7. A self-transporting support arrangement according to claim 2 wherein each said bag has a plurality of chambers.
8. A self-transporting support arrangement according to claim 2 wherein each said bag has an inner chamber and an outer chamber in the form of a tube extending around the inner chamber and lying between the inner chamber and said opposed surfaces of the support member and the transport shoe.
9. A self-transporting support arrangement according to claim 8 wherein said first and second chambers are in open communication with each other.
10. A helicopter undercarriage comprising at least one self-transporting support arrangement according to claim 2.
13. A self-transporting support arrangement according to claim 12, wherein said first and second chambers are in open communication with each other.

1. FIELD OF THE INVENTION

This invention relates to self-transporting support arrangements and is particularly, though not exclusively, applicable to helicopter undercarriages. The invention extends to a helicopter having such an undercarriage.

2. DESCRIPTION OF THE PRIOR ART

A skid undercarriage is widely used in helicopters, since it permits both normal and emergency landings, while keeping weight, cost and aerodynamic drag to a minimum. Once landed, however the aircraft requires additional equipment to be moved. On firm ground, wheels can be attached, and small helicopters can then be manhandled, while larger ones can be towed. On unprepared ground, however, typically either very large wheels have to be fitted or the aircraft has to be towed on its skids by a powerful tractor. Neither of these alternatives is convenient.
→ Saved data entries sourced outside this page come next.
PR #676, opened 2025-01-14
Build arm images on demand

Taepper:
### Summary

When testing builds, it can be beneficial, to also have the arm images ready to test in PRs. This is not possible currently, because we only build these images on merges main, as github's arm emulation is quite time-consuming. This PR adds the possibility to request an ARM image by adding the label `arm-image` to the PR

## PR Checklist

### DIFF
--- a/.github/workflows/ci.yml
+++ b/.github/workflows/ci.yml
@@ -17,11 +17,11 @@ env:
 jobs:
   dockerImage:
     name: Build docker images
-    runs-on: ubuntu-latest
     strategy:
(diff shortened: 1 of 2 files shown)


fengelniederhammer (approved):
Looks good, let's try it :+1:

Taepper:
Uhhh, the runner is now repeatedly running out of memory

Taepper:
That was also the problem on the "alternate PR".. I think it is easier to fix here

PR #679, opened 2025-01-22
feat: add the version to the output of the info endpoint

### LINKED ISSUE #604: Add version information to /sample/info endpoint
I was hoping I could get the version of LAPIS that's serving a response from the `/sample/info` endpoint but it turns out I can't.

Might be nice to add this:
Google Chrome 2024-10-07 11 41 38

This came up as part of testing new versions of LAPIS and SILO on staging.pathoplexus.org and wondering whether I was already getting responses from the new versions (without having to log in to argocd, which of course works but takes more clicks)

Taepper:
resolves #604 

## PR Checklist

### DIFF
--- a/.github/workflows/ci.yml
+++ b/.github/workflows/ci.yml
@@ -37,6 +37,10 @@ jobs:
             echo "HEAD_SHA=${{ github.sha }}" >> $GITHUB_ENV
           fi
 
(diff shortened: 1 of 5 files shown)


fengelniederhammer:
Done by #680

PR #680, opened 2025-01-22
 feat: add the version to the output of the info endpoint

### LINKED ISSUE #604: Add version information to /sample/info endpoint

fengelniederhammer:
resolves #604

## PR Checklist

### DIFF
--- a/.github/workflows/release.yml
+++ b/.github/workflows/release.yml
@@ -1,10 +1,9 @@
 name: Release SILO
 
 on:
-  workflow_run:
-    workflows: [LAPIS-SILO]
-    types: [completed]
-    branches: [main]
+  push:
+    branches:
+      - main
 
 env:
   DOCKER_IMAGE_NAME: ghcr.io/genspectrum/lapis-silo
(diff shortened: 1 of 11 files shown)


.github/workflows/release.yml
```diff
@@ -47,15 +47,26 @@ jobs:
...
-          for TAG in "${TAGS[@]}"; do
-            docker buildx imagetools create --tag $DOCKER_IMAGE_NAME:$TAG $DOCKER_IMAGE_NAME:latest
-          done
+        id: dockerMetadata
+        uses: docker/metadata-action@v5
+        with:
+          images: ${{ env.LAPIS_DOCKER_IMAGE_NAME }}
+          tags: |
+            type=raw,value=${{ steps.release.outputs.major }}.${{ steps.release.outputs.minor }}
+            type=raw,value=${{ steps.release.outputs.major }}.${{ steps.release.outputs.minor }}.${{ steps.release.outputs.patch }}
```
Taepper, line 58: The regression here is that this makes the `commit-sha` images and `0.5.0` images distinct, which might lead to additional downloads or more required debugging. (Note that the image that is built here will never have tests run against it)

Taepper (approved):
LGTM! Let's hope CI on main does not have surprises prepared for us :)

PR #683, opened 2025-01-28
build: simplify ci by always building the arm image

### LINKED ISSUE #682: Always build and run arm image in CI
With #681 I changed the runner for ARM images to an arm based one. Due to no qemu requirements, this sped up the building of that image by a lot. As it is now also being built parallel to the x86 image, we could remove quite some logic from the CI no longer conditioning when the image should be built

Taepper:
resolves #682 

### Summary

Straight-forward removal of the condition checking code

## PR Checklist

### DIFF
--- a/.github/workflows/ci.yml
+++ b/.github/workflows/ci.yml
@@ -50,36 +50,7 @@ jobs:
           DIR_HASH=$(echo -n ${{ hashFiles('conanfile.py', 'conanprofile.docker', './Dockerfile_dependencies') }})
           echo "DIR_HASH=$DIR_HASH" >> $GITHUB_ENV
 
-      - name: Determine platform build necessity
-        run: |
-          # Default PLATFORM_BUILD to false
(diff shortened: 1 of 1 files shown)


.github/workflows/ci.yml
```diff
@@ -99,14 +70,12 @@ jobs:
           platforms: "linux/${{ matrix.arch }}"
```
fengelniederhammer, line 70: My guess is that we actually don't need this anymore, but it also doesn't hurt to leave it there.

fengelniederhammer (approved):
Nice :)

.github/workflows/ci.yml
Taepper: Hmm, I am actually unsure, which is the cleaner way

fengelniederhammer: Me too. Let's leave it as it is.

PR #687, opened 2025-01-28
chore: use clang-format 20

fengelniederhammer:
### Summary

Clang-format 17 is not in the standard apt repository for Ubuntu.

## PR Checklist


fengelniederhammer:
I'm acutally not sure whether clang 20 is officially released? I find their website confusing.

jidicula/clang-format-action doesn't support clang 20 yet. Ubuntu doesn't have clang-format 20 in its apt repo. I don't know whether this change is actually worth the trouble? Maybe we should just stay on 19?

PR #688, opened 2025-01-28
refactor: move preprocessing test cases from directories to unit tests

### LINKED ISSUE #623: Move preprocessor directory tests to unit tests
Currently, all preprocessor tests have a separate directory. We want to circumvent this by calling generators to generate the data as is now done with the invalid tests

Taepper:
resolves #623

### Summary

These directory tests are now all moved to unit tests. I tried to not change too of the data that is actually tested in these.

## PR Checklist


src/silo/preprocessing/preprocessor.test.cpp
```diff
@@ -114,14 +285,19 @@ const Scenario EMPTY_INPUT_NDJSON = {
...
 
-const Scenario EMPTY_INPUT_NDJSON_UNPARTITIONED = {
-   .input_directory = "testBaseData/emptyInputNdjsonUnpartitioned/",
-   .expected_sequence_count = 0,
-   .query = R"(
+const Scenario<Success> EMPTY_INPUT_NDJSON_UNPARTITIONED = {
+   .test_name = "EMPTY_INPUT_NDJSON_UNPARTITIONED",
+   .input_data = []() { return std::vector<NdjsonInputLine>{}; },
+   .database_config = NDJSON_WITH_NUMERIC_NAMES.database_config,
+   .reference_genomes = NDJSON_WITH_NUMERIC_NAMES.reference_genomes,
```
fengelniederhammer, line 297: IMO this is a little too sneaky. I wouldn't expect that someone reuses some random test data somewhere else. If someone adds `partition_by` to the `NDJSON_WITH_NUMERIC_NAMES.database_config`, then this test is also affected. I would rather split them:
* I'm not sure about the database config. Does it make sense to have a `DEFAULT_DATABASE_CONFIG_WITHOUT_PARTITIONING` here? Would other tests reuse it?
* It probably makes sense to have a standard `DEFAULT_REFERENCE_GENOMES` here that several tests can reuse (mostly tests than don't really care about which sequences are available).

src/silo/preprocessing/preprocessor.test.cpp
```diff
@@ -214,67 +552,134 @@ const Scenario PREVENT_LATE_AUTO_CASTING = {
...
+   std::ofstream file(config_with_input_dir.getNdjsonInputFilename().value());
+
+   if (!file.is_open()) {
+      std::cerr << "Could not open file for writing" << std::endl;
+      return;
+   }
+   for (const auto& line : scenario.input_data()) {
+      file << line.toJson().dump() << std::endl;
+   }
+   file.close();
```
fengelniederhammer, line 670: That is a lot of duplicated code, we could extract that into a function.

src/silo/preprocessing/preprocessor.test.cpp
```diff
@@ -214,67 +552,134 @@ const Scenario PREVENT_LATE_AUTO_CASTING = {
...
+   config_with_input_dir.input_directory = input_directory;
+   config_with_input_dir.intermediate_results_directory = input_directory;
+   config_with_input_dir.ndjson_input_filename = "input.json";
+   config_with_input_dir.validate();
+
+   std::ofstream file(config_with_input_dir.getNdjsonInputFilename().value());
+
+   if (!file.is_open()) {
+      std::cerr << "Could not open file for writing" << std::endl;
+      return;
```
fengelniederhammer, line 665: Does this return actually make the test silently fail? It prints something to stderr, but the test will probably still be reported as successful?

fengelniederhammer (commented):
Nice, I really like the new structure! The tests are quite easy to read..

There is still `testBaseData/ndjsonWithNullSequences` around. do we need that? Is it used somewhere?

I have a couple of questions, otherwise this looks good :+1:

src/silo/preprocessing/preprocessor.test.cpp
```diff
@@ -93,18 +250,32 @@ const Scenario NDJSON_WITH_NUMERIC_NAMES = {
...
+   .database_config =
+      {.schema =
+          {.instance_name = "Test",
+           .metadata =
+              {
+                 {.name = "accessionVersion", .type = ValueType::STRING},
+                 {.name = "2", .type = ValueType::STRING},
+              },
+           .primary_key = "accessionVersion",
+           .partition_by = "2"}},
```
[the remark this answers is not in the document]
Taepper: Yes, it is normally verified, but directly constructing the DatabaseConfig circumvents the validation

Taepper:
I adressed all your points.

For this point:
> I thought that we disallowed partitioning by columns with generate_lineage_index == false? What did we decide on in the end?

I first refactored a bit of the codebase to be totally happy with solution. I tried to leave all relevant parts in separate commits. The fixup commits will be squashed

fengelniederhammer (commented):
Some tests are failing, otherwise it looks good. The separate commits made it easy to review. :+1:

src/silo/preprocessing/preprocessor.test.cpp
```diff
@@ -672,7 +672,8 @@ INSTANTIATE_TEST_SUITE_P(PreprocessorTest, InvalidPreprocessorTestFixture, ::tes
 TEST_P(InvalidPreprocessorTestFixture, shouldNotProcessData) {
    const auto scenario = GetParam();
 
-   auto [input_directory, preprocessor] = prepareInputDirAndPreprocessorForScenario(scenario);
+   auto [input_directory, _preprocessor] = prepareInputDirAndPreprocessorForScenario(scenario);
+   auto preprocessor = std::move(_preprocessor);
```
fengelniederhammer, line 676: Out of curiosity: Why do we need this?

fengelniederhammer (approved):
Nice!

src/silo/preprocessing/preprocessor.test.cpp
Taepper: False positive of the linter... it detects the usage of the variable in the lambda, where it is used _as a reference_. This is dangerous, if the lambda lives longer than the variable it refers to. It is obvious that this cannot happen, but the linter lost its ability to detect this with the change of initialization.

Should I add this as a comment? I shortly thought about it, but didn't find a good way of succinctly explaining it, without leading to more confusion.

Maybe it would be the better solution do disable the warning at this position, because in that case, at least the fix is self-documenting

fengelniederhammer: IMO it also sounds good to disable the lint for this line and add a comment about the false positive.

Taepper: Lint disabling did not work.. I now added a struct, which I now like the most

PR #689, opened 2025-01-29
672 expose lineage definitions

### LINKED ISSUE #672: Expose the lineage definition file through an endpoint
LAPIS can already expose the reference genomes and the database config. However, LAPIS currently does not have knowledge of the lineage definition file. Therefore, we decided that SILO should have an endpoint that exposes this file.

SILO endpoint: `GET /linageDefinition/{column}`

It should check that the column exists and has generateLineageIndex: true 
→ SILO should support multiple lineage trees in the future

Taepper:
resolves #672

### Summary

LAPIS can already expose the reference genomes and the database config. However, LAPIS currently does not have knowledge of the lineage definition file. Therefore, we decided that SILO should have an endpoint that exposes this file.

SILO endpoint: GET /linageDefinition/{column}

It should check that the column exists and has generateLineageIndex: true
→ SILO should support multiple lineage trees in the future

This was rather straight-forward to implement. The `lineage_definition_file.h` can already deserialize YAML. Serialization to YAML is also added. (The alternative would have been to never discard the YAML string that we get when parsing, but this seems rather ugly to me).

## PR Checklist


src/silo/api/lineage_definition_handler.cpp
```diff
@@ -0,0 +1,72 @@
...
+
+LineageDefinitionHandler::LineageDefinitionHandler(DatabaseMutex& database, std::string column_name)
+    : database(database),
+      column_name(std::move(column_name)) {}
+
+void LineageDefinitionHandler::get(
+   Poco::Net::HTTPServerRequest& request,
+   Poco::Net::HTTPServerResponse& response
+) {
+   const auto request_parameter = getQueryParameter(request);
```
fengelniederhammer, line 37: This looks unused?

src/silo/preprocessing/lineage_definition_file.test.cpp
```diff
@@ -24,6 +24,44 @@ TEST(LineageDefinitionFile, correctlyParsesFromYAML) {
...
+  aliases:
+    - SOMETHING_ELSE
+BOTH_PARENTS_AND_ALIASES:
+  parents:
+    - BASE
+    - SOMETHING
+  aliases:
+    - ALIAS1
+    - ALIAS2)");
+}
```
fengelniederhammer, line 59: The file for Covid has a bunch of entries like `A: {}`. Let's make sure that this is also preserved (from the e2e test I'm guessing that `{}` is converted to `~`, which mean `null`.

fengelniederhammer:
I also noticed while testing it that the call is very slow. It takes ~3 seconds to download the covid file

```
$ time curl 'http://localhost:8081//lineageDefinition/pango_lineage' > /dev/null
  % Total    % Received % Xferd  Average Speed   Time    Time     Time  Current
                                 Dload  Upload   Total   Spent    Left  Speed
100  251k    0  251k    0     0  71315      0 --:--:--  0:00:03 --:--:-- 71313

________________________________________________________
Executed in    3.62 secs      fish           external
   usr time    2.41 millis  209.00 micros    2.20 millis
   sys time    3.34 millis   38.00 micros    3.31 millis
``` 

Is that due to the size of the file? I guess we need something better so that it becomes properly usable for Loculus and our components.

src/silo/api/lineage_definition_handler.cpp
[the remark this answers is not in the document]
Taepper: these unit testing these api functions is a little cumbersome, so I hoped that the unit tests on the silo core code is sufficient

src/silo/preprocessing/lineage_definition_file.test.cpp
Taepper: Hmm, how strong are you on that requirement? This would require another approach

Taepper:
> I also noticed while testing it that the call is very slow. It takes ~3 seconds to download the covid file
> 
> ```
> $ time curl 'http://localhost:8081//lineageDefinition/pango_lineage' > /dev/null
>   % Total    % Received % Xferd  Average Speed   Time    Time     Time  Current
>                                  Dload  Upload   Total   Spent    Left  Speed
> 100  251k    0  251k    0     0  71315      0 --:--:--  0:00:03 --:--:-- 71313
> 
> ________________________________________________________
> Executed in    3.62 secs      fish           external
>    usr time    2.41 millis  209.00 micros    2.20 millis
>    sys time    3.34 millis   38.00 micros    3.31 millis
> ```
> 
> Is that due to the size of the file? I guess we need something better so that it becomes properly usable for Loculus and our components.

Did you test this as a debug or release build?

src/silo/preprocessing/lineage_definition_file.test.cpp
fengelniederhammer: What happens if we feed the downloaded file back into SILO? Will it yield the same results?

The strongest requirement is that you should be able to use the downloaded file to reconstruct the SILO setup.

fengelniederhammer:
> Did you test this as a debug or release build?

Yes, that was my local debug build.

With the built Docker images it's a lot faster:

```
$ time curl 'http://localhost:8080/lineageDefinition/pango_lineage' > /dev/null
  % Total    % Received % Xferd  Average Speed   Time    Time     Time  Current
                                 Dload  Upload   Total   Spent    Left  Speed
100  251k    0  251k    0     0   586k      0 --:--:-- --:--:-- --:--:--  587k

________________________________________________________
Executed in  433.50 millis    fish           external
   usr time    1.93 millis  296.00 micros    1.63 millis
   sys time    3.32 millis   59.00 micros    3.26 millis
```

Taepper:
I just pushed the alternative approach as discussed

src/silo/api/lineage_definition_handler.cpp
```diff
@@ -0,0 +1,72 @@
...
+   std::map<std::string, std::string> map;
+   const Poco::URI uri(request.getURI());
+   const auto query_parameters = uri.getQueryParameters();
+
+   for (const auto& parameter : query_parameters) {
+      map.insert(parameter);
+   }
+   return map;
+}
+}  // namespace
```
fengelniederhammer, line 25: Let's delete this function?

fengelniederhammer (approved):

Issue #697, opened 2025-02-11
SILO memory usage seems to grow by factor of 3-10 when downloads happen, no/little deallocation thereafter


corneliusroemer:
Fresh SILO instance with mpox in Pathoplexus takes about 2.7GB RAM.

That increases over time and with usage, e.g. while playing around with Genspectrum using that Pathoplexus LAPIS instance for a few minutes, RAM goes to 3.1GB.

The memory requirement goes up even till 10GB at which point Kubernetes kills the container.

This looks like a memory leak (or too much caching going on).

See OOM killing after 3 days of running:

```
  silo:                                                                                                                                                                                   
│     Image:         ghcr.io/genspectrum/lapis-silo:0.5.2                                                                                                                                                                                                                                                                                                   │
│     State:          Running                                                                                                                                                               │
│       Started:      Mon, 10 Feb 2025 23:12:03 +0100                                                                                                                                       │
│     Last State:     Terminated                                                                                                                                                            │
│       Reason:       OOMKilled                                                                                                                                                             │
│       Exit Code:    137                                                                                                                                                                   │
│       Started:      Fri, 07 Feb 2025 20:37:04 +0100                                                                                                                                       │
│       Finished:     Mon, 10 Feb 2025 23:12:01 +0100

```

See also https://loculus.slack.com/archives/C05G172HL6L/p1738956717450729

corneliusroemer:
One can see the resident set size go up slowly over time:

```
root@loculus-lapis-silo-mpox-5c5dcf697b-lj582:/app# ps -o pid,rss,vsz 1
    PID   RSS    VSZ
      1 3081468 4959368
... clicking around a bit on https://genspectrum.org/mpox/single-variant?sampleCollectionDateRangeLower=Since+2021&clade=IIb&
root@loculus-lapis-silo-mpox-5c5dcf697b-lj582:/app# ps -o pid,rss,vsz 1
    PID   RSS    VSZ
      1 3399148 5221512
```

corneliusroemer:
Some further investigations here: https://github.com/GenSpectrum/LAPIS-SILO/pull/700#pullrequestreview-2618405186

It seems the leak is _not_ unbounded, and limited to around 3-4x increase in memory requirement compared to before requests come in.

corneliusroemer:
[...]

PR #700, opened 2025-02-14
build(deps): update poco dependency version to 1.13.3

Taepper:
### Summary

There is a [fix](https://github.com/pocoproject/poco/pull/3992) in POCO for a leak in [v1.12.5](https://github.com/pocoproject/poco/blob/poco-1.12.5-release/CHANGELOG). It lead to overallocation of threads during heavy load which are then never deallocated subsequently. This upgrade fixes this leak. It is uncertain, whether it fully resolves the behavior in #697. Therefore, I also introduced an additional change that allocates all threads Poco will ever use already at startup. This makes it easier to profile SILO in the future.

## PR Checklist

### DIFF
--- a/.github/workflows/ci.yml
+++ b/.github/workflows/ci.yml
@@ -53,8 +53,8 @@ jobs:
       - name: Check if dependency image exists
         run: |
           EXISTS=$(docker manifest inspect \
-            ${{ env.DOCKER_DEPENDENCY_IMAGE_NAME }}:filehash-${{ env.DIR_HASH }}-${{ matrix.arch }} \ 
-            > /dev/null 2>&1 && echo "true" || echo "false")
+            ${{ env.DOCKER_DEPENDENCY_IMAGE_NAME }}:filehash-${{ env.DIR_HASH }}-${{ matrix.arch }} > /dev/null 2>&1 && 
+            echo "true" || echo "false")
           echo "CACHE_HIT=$EXISTS" >> $GITHUB_ENV
 
       - name: Build and push dependency image if input files changed
--- a/conanfile.py
+++ b/conanfile.py
@@ -8,7 +8,7 @@ class SiloRecipe(ConanFile):
     requires = [
         "boost/1.82.0",
         "duckdb/1.0.0",
-        "poco/1.12.4",
+        "poco/1.13.3",
         "hwloc/2.9.3",
         "onetbb/2021.10.0",
         "nlohmann_json/3.11.2",
--- a/src/silo/api/api.cpp
+++ b/src/silo/api/api.cpp
@@ -30,8 +30,16 @@ int Api::runApi(const silo::config::RuntimeConfig& runtime_config) {
    );
    poco_parameter->setMaxThreads(runtime_config.api_options.parallel_threads);
 
+   // For better profiling, we do not want requests to allocate new threads in the thread pool.
+   // Instead, just allocate all of them directly on start-up (by setting minCapacity)
+   Poco::ThreadPool thread_pool(
+      /* minCapacity = */ runtime_config.api_options.parallel_threads,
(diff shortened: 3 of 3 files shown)


Taepper:
Here are the changes in performance / memory usage:

```
alexander@dev-1:~$ bash benchmark.bash --parallel 100 # silo 0.5.3
Using 100 parallel jobs for requests. Change with --parallel
Monitoring PID: 3667770
2025-02-14 12:14:21, 59356 KB
2025-02-14 12:15:05, 115988 KB
alexander@dev-1:~$ bash benchmark.bash --parallel 100 # silo just upgrade poco
Using 100 parallel jobs for requests. Change with --parallel
Monitoring PID: 3769624
2025-02-14 12:15:33, 59564 KB
2025-02-14 12:16:16, 88304 KB
alexander@dev-1:~$ bash benchmark.bash --parallel 100 # silo also specify ThreadPool
Using 100 parallel jobs for requests. Change with --parallel
Monitoring PID: 3876724
2025-02-14 13:10:14, 59532 KB
2025-02-14 13:10:58, 88000 KB
```

The "benchmark" here uses a sample of 1000 queries. 100 times, the 1000 queries are sent to SILO in parallel:
```
for i in {1..100}; do
  seq 1000 | xargs -I {} -P$PARALLEL curl -X POST http://localhost:8081/query \
    -H "Content-Type: application/json" \
    -d @temp_json/query_{}.json > /dev/null 2>&1
done
```
where the files `temp_json/query_1.json` to `temp_json/query_1000.json` are the query samples.

corneliusroemer (commented):
Thanks for looking into the memory leak!

I've tested this branch's image with Loculus and unfortunately it doesn't look like it fixes the leak - or at least not entirely.

Here's how to reproduce:

1. Make a PR in Loculus pointing at SILO image: https://github.com/loculus-project/loculus/pull/3690
2. Make a preview by adding preview label
3. Run a lot of downloads against LAPIS/SILO, e.g. by something like: `while True; do curl "https://lapis-try-leak-fix.loculus.org/west-nile/sample/details?downloadAsFile=true&downloadFileBasename=west-nile_metadata_2025-02-14T1710&dataFormat=tsv&compression=zstd" -o /dev/null; done`
4. Then study memory consumption with something like: `kubectl top pod --containers -A | perl -pe 's/ +/\t/g' | sort -h -k 5 -t $'\t' | tsv-pretty -m80  | rg 'silo ' | rg 'west'`

In my tests, SILO memory goes up from 270MB to 870MB after running the above download comman for something like a minute:

iTerm2 2025-02-14 18 21 39

There could be a slight improvement, however - running against main Loculus, the memory there increases to 1025Mi vs 868Mi for new SILO. Yeah, I think I can reproduce around 10-20% max RAM improvements with this PR 👍 though there's still lots to be saved this is a step in the right direction! Although now I see that main (old SILO) actually freed some memory (red), so now that's better than this PR's SILO

image

Interestingly, the leak seems bounded, memory consumption saturates (albeit at a high level around 3-4x higher than before the request flood).

corneliusroemer:
Nice benchmark, could you share the `benchmarks.sh` file - maybe just add it somewhere to the code base - and also files `temp_json/query_1.json` to `temp_json/query_1000.json`

fengelniederhammer (approved):
Seems like things are not getting worse by upgrading POCO, so it's good to get it done anyway :+1:

corneliusroemer:
Thanks for looking into the excess memory usage!

By the way there's a more recent version of POCO as well: 2.14.0, and last week 2.14.1 https://github.com/pocoproject/poco/releases

Taepper:
But unfortunately they are not yet available as recipes on our dependency manager conan:
conan.io/center/recipes/poco

corneliusroemer:
You can contribute to Conan 😄 I made an issue anyways: https://github.com/conan-io/conan-center-index/issues/26639

PR #707, opened 2025-02-19
Hotfix sequence download

### LINKED ISSUE #697: SILO memory usage seems to grow by factor of 3-10 when downloads happen, no/little deallocation thereafter

Taepper:
resolves #697 

### Summary

While #705 already fixes a memory contention directly, there is another more pressing concern with the download of Fasta sequences. 

Due to the same `malloc` behavior, this leads to an increase of ~1.5 GB every time all mpox sequences are downloaded on Pathoplexus. This is bounded at _some_ point, when malloc decides to finally give back some of its free memory (>90% of the total memory consumption!). This fix tells malloc to trim its memory on every Fasta request.

## PR Checklist

### DIFF
--- a/src/silo/query_engine/actions/fasta.cpp
+++ b/src/silo/query_engine/actions/fasta.cpp
@@ -1,5 +1,9 @@
 #include "silo/query_engine/actions/fasta.h"
 
+#if defined(__linux__)
+#include <malloc.h>
+#endif
+
 #include <fmt/format.h>
 #include <spdlog/spdlog.h>
 #include <boost/numeric/conversion/cast.hpp>
@@ -296,6 +300,13 @@ QueryResult Fasta::execute(const Database& database, std::vector<CopyOnWriteBitm
                primary_key_column,
                result_row_indices.size()
             );
+#if defined(__linux__)
+            SPDLOG_INFO(
+               "Fasta sequences generated for partition. Manually invoking malloc_trim() to give "
+               "back memory to OS."
+            );
+            malloc_trim(0);
+#endif
 
             SILO_ASSERT(results.size() == result_row_indices.size());
 


corneliusroemer (approved):
Can't speak to the code changes - but I've tested this image in Loculus/Pathoplexus previews and it appears to fix the memory leak #697!

fengelniederhammer (approved):
What would actually happen if you restrict how much memory SILO can get? Would malloc still allocate more and more memory and then crash? Or would it hit the limit and then deal with how much it can get?

Taepper:
> What would actually happen if you restrict how much memory SILO can get? Would malloc still allocate more and more memory and then crash? Or would it hit the limit and then deal with how much it can get?

My feeling is that this alone will not help

corneliusroemer:
> What would actually happen if you restrict how much memory SILO can get?

What are you thinking of here? How would you restrict how much memory it gets? Are there JVM-like args for max-memory for malloc?

In Loculus we provide memory limits and these should be visible through environment variables. Malloc doesn't care and go over the limit until the kernel kills the process with OOM.

fengelniederhammer:
> Malloc doesn't care and go over the limit until the kernel kills the process with OOM.

I guess that pretty much answers it. I was just curious how it would behave in a restricted environment.

PR #709, opened 2025-02-20
686 filter position out of range

### LINKED ISSUE #686: Improve error when mutation filter position is out of range
For Covid, the S gene has a length shorter than 500.

https://lapis.cov-spectrum.org/open/v2/sample/aggregated?aminoAcidMutations=S:5000

returns

```
{
    "error": {
        "type": "about:blank",
        "status": 500,
        "detail": "Error from SILO: vector::_M_range_check: __n (which is 4999) >= this->size() (which is 1274)"
    },
    "info": {
        "dataVersion": null,
        "requestId": "8a05e16c-c5f3-458f-b441-6e7b6e133c5e",
        "requestInfo": "sars_cov-2_nextstrain_open on lapis.cov-spectrum.org at 2025-01-28T12:01:19.766176398",
        "lapisVersion": "0.3.10"
    }
}
``` 

It's good that we get an error, but I think:
* the status code should be 400 instead of 500
* we can return a better message than a generic C++ vector out of bounds error.

Taepper:
resolves #686

## PR Checklist


include/silo/query_engine/bad_request.h
```diff
@@ -0,0 +1,18 @@
+#pragma once
+
+#include <stdexcept>
+#include <string>
+
+#define CHECK_SILO_QUERY(condition, message) \
+   if (!(condition)) {                       \
+      throw silo::BadRequest(message);       \
+   }
```
fengelniederhammer, line 9: Actually I like the change. We just need to be conscious about the decision that this leaks the concept of having a HTTP interface into the query engine.

Initially we thought that SILO might also have other interfaces (e.g. CLI), so we kept HTTP specifics out of the query engine/database code.

I'm not saying that we shouldn't do that. AFAIK there are not plans to add additional interfaces anytime soon. I just wanted to make this consequence explicit.

src/silo/test/has_mutation.test.cpp
```diff
@@ -0,0 +1,112 @@
...
+const QueryTestScenario HAS_AMINO_ACID_MUTATION = {
+   .name = "HAS_AMINO_ACID_MUTATION",
+   .query = createHasAminoAcidMutationQuery(1),
+   .expected_query_result = nlohmann::json::parse(R"([{"count": 1}])")
+};
+
+const QueryTestScenario HAS_NUCLEOTIDE_MUTATION_OUT_OF_RANGE = {
+   .name = "HAS_NUCLEOTIDE_MUTATION_OUT_OF_RANGE",
+   .query = createHasNucleotideMutationQuery(2000),
+   .expected_error_message = "HasNucleotideMutation position is out of bounds 2000 > 5"
```
fengelniederhammer, line 92: I think we should also add the edges as tests: `position: 5` and `position: 6`. This has potential for an off-by-one error.

fengelniederhammer (approved):
LGTM :+1:

PR #718, opened 2025-02-26
711 silo mutations returns many floats

### LINKED ISSUE #711: SILO `mutations` returns many floats
@anna-parker mentioned that the payload of `mutations` contains a lot of float values `proportion` with seemingly high precisions, but are just fractions of two integers. SILO could return these integers itself. Note that `count` by itself is not sufficient, as the number of _valid_ symbols by position (I guess this is ≈coverage) is also required.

Self-transporting support arrangements, which work in a manner analogous to walking, are known in connection with large apparatus such as cranes and earth-working machines. These arrangements have large ground-contacting and load-supporting "feet" which can be moved horizontally and vertically relative to each other. Motion over the ground is achieved by transferring load onto a first "foot" (or set of "feet"), raising a second "foot" and moving it horizontally before putting it down again, whereupon the load is transferred to the second "foot" so that the first "foot" can be raised and moved horizontally. In one such proposal (British patent specification No. 1,215,456) a force acting obliquely to the vertical is applied to the "feet" by a pressure cylinder through a plurality of levers which are pivotally interconnected, so that the "foot" off which weight is being transferred slides over the ground surface as soon as the horizontal component of the applied force overcomes the friction between it and the ground.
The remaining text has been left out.